▸ **SUPPLIED MATERIAL**
============================================================

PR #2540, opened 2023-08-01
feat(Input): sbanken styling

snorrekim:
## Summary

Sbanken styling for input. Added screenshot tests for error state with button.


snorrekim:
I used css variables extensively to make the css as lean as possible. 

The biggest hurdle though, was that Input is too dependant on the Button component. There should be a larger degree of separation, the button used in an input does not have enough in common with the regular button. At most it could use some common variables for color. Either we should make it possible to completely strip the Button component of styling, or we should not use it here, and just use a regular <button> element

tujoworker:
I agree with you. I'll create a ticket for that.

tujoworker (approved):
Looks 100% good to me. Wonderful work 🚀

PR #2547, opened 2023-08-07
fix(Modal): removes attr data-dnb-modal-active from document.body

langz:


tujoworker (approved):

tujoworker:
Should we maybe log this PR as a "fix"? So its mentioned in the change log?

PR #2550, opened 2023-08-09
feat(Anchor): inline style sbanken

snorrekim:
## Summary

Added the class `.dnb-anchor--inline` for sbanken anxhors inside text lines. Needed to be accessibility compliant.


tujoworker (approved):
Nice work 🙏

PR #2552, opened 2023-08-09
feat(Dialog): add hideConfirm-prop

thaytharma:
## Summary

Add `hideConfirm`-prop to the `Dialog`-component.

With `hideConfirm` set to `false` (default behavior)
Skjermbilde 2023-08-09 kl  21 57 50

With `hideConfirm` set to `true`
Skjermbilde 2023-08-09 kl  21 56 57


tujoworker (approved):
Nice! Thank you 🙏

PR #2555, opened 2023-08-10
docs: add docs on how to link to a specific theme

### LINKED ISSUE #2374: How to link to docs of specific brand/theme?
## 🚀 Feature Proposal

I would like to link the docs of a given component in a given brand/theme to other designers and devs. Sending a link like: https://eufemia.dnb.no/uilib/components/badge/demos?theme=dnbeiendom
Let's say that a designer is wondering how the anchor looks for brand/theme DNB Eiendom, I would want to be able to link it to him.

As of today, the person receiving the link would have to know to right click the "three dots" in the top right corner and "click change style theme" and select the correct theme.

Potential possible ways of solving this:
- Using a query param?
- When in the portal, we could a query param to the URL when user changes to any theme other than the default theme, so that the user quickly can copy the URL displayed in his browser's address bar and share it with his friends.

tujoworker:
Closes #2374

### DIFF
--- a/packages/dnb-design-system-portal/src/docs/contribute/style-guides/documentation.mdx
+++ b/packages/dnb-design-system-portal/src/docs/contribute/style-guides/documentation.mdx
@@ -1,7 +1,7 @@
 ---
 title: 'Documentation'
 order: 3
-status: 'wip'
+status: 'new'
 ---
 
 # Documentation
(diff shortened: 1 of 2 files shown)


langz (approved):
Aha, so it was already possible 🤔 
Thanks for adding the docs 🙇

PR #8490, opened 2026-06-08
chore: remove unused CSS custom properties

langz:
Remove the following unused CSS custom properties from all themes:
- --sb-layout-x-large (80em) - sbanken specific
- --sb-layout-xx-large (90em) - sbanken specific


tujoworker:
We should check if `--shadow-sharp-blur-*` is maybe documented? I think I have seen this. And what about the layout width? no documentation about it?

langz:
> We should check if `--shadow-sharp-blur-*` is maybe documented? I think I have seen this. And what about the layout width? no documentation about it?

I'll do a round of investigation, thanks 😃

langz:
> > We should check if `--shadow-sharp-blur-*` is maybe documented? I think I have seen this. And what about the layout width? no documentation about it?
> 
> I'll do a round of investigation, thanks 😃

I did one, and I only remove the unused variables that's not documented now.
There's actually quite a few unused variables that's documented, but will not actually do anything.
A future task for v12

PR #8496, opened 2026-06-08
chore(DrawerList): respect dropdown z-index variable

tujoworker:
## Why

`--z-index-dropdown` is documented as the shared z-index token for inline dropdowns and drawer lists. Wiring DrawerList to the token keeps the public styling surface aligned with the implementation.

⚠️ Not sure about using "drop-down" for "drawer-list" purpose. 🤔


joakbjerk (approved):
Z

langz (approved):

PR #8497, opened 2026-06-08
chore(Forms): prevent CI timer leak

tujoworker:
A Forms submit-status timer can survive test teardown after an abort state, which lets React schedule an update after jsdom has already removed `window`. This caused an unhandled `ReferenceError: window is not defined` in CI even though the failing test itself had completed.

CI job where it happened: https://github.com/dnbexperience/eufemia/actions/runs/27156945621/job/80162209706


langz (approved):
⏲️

============================================================

Pull out all lines from the listing that contain the string "sharp".

We should check if `--shadow-sharp-blur-*` is maybe documented? I think I have seen this. And what about the layout width? no documentation about it?
> We should check if `--shadow-sharp-blur-*` is maybe documented? I think I have seen this. And what about the layout width? no documentation about it?
> > We should check if `--shadow-sharp-blur-*` is maybe documented? I think I have seen this. And what about the layout width? no documentation about it?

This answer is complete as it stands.